● **Assignment**
Your answer is the line containing "- name: jupyterhub" plus every line after it to the end of the data below, transcribed exactly and with nothing else.

● **Supplied data**
PR #1981, opened 2018-11-21
add pipeline as part of kf deployment

IronPan:
And promote Argo as a required component
Fixed the parts.yaml format

Verified it works with kfctl.sh
TODO verify one-click-deployment works. 

---
This change is [Reviewable](https://reviewable.io/reviews/kubeflow/kubeflow/1981)

### DIFF
--- a/bootstrap/config/default.yaml
+++ b/bootstrap/config/default.yaml
@@ -5,6 +5,10 @@ app:
   components:
     - name: jupyterhub
       prototype: jupyterhub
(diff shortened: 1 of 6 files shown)


IronPan:
not for now. the only parameters are images which have default values and should be updated when pipeline has new release. 
https://github.com/kubeflow/kubeflow/blob/master/kubeflow/pipeline/prototypes/pipeline.jsonnet#L6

● **Output of the exercise**
     - name: jupyterhub
       prototype: jupyterhub
(diff shortened: 1 of 6 files shown)


IronPan:
not for now. the only parameters are images which have default values and should be updated when pipeline has new release. 
https://github.com/kubeflow/kubeflow/blob/master/kubeflow/pipeline/prototypes/pipeline.jsonnet#L6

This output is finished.